Stored data
◇ ◇ ◇
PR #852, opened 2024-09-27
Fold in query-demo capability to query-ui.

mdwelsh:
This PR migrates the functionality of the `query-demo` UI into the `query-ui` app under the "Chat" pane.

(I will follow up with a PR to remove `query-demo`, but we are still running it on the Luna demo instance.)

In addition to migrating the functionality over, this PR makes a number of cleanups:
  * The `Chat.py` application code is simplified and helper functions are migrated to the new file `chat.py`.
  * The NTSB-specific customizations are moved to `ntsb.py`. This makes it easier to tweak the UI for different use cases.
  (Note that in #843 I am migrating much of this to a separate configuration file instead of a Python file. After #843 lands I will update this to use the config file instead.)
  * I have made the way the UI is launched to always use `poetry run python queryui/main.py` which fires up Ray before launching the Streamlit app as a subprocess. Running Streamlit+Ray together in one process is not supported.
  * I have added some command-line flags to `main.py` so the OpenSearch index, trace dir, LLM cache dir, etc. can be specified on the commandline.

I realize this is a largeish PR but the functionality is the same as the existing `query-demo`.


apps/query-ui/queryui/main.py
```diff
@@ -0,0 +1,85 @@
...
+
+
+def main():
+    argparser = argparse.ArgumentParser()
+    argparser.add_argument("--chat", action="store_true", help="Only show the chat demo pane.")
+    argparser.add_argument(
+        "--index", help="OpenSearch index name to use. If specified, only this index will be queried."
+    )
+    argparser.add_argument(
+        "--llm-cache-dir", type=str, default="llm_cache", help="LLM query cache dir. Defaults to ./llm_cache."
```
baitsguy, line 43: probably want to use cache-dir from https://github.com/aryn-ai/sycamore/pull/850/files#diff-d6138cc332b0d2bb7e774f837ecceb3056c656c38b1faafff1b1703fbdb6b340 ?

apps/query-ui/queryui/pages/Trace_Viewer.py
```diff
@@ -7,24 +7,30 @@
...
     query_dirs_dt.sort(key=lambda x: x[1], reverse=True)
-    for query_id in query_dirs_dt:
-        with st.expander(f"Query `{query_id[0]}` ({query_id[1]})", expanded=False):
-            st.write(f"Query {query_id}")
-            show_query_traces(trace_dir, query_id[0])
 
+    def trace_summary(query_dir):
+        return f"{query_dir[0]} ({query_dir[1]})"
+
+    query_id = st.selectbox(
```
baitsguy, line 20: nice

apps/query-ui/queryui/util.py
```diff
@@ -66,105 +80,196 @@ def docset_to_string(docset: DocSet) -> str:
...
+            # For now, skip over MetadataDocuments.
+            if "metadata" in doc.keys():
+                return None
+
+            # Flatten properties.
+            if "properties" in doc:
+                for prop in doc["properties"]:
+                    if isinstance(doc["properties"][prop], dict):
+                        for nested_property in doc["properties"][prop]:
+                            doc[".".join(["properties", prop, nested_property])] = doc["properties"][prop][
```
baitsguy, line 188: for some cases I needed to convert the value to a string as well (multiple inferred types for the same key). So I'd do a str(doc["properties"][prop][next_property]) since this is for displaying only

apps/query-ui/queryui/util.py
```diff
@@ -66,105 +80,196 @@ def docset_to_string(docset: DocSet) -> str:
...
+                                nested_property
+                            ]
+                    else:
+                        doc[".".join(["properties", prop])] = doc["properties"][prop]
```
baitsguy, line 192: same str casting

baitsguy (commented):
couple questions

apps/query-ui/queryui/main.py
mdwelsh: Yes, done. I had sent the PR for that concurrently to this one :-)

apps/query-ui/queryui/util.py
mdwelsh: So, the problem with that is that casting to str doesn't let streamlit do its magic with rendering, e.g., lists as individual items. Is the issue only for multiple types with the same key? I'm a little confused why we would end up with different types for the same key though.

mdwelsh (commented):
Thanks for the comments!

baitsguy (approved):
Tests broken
◇ ◇ ◇
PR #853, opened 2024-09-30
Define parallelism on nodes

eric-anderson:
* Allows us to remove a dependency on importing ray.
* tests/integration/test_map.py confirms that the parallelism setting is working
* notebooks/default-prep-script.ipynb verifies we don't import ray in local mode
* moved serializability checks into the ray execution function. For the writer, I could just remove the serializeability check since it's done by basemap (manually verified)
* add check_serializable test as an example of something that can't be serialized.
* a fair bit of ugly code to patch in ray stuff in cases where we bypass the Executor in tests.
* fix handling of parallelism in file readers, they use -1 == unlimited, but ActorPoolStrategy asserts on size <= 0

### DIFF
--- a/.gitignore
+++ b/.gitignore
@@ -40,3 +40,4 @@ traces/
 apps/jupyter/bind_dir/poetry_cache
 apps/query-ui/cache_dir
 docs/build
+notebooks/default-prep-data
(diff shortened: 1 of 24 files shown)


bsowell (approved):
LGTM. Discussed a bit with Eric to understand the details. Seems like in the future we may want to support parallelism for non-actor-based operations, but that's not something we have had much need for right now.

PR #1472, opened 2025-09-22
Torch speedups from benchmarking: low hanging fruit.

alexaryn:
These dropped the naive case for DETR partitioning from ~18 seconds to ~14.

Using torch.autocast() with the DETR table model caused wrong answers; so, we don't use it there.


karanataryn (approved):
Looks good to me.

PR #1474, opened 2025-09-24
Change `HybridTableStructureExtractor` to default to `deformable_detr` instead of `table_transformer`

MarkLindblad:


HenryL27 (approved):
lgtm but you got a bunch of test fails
◇ ◇ ◇
§ **REQUIRED ACTION**
Find "PR #852, opened 2024-09-27" in the entries above and copy that whole line exactly, then each line after it through the line that contains "This PR migrates".

§ **RESPONSE**
PR #852, opened 2024-09-27
Fold in query-demo capability to query-ui.

mdwelsh:
This PR migrates the functionality of the `query-demo` UI into the `query-ui` app under the "Chat" pane.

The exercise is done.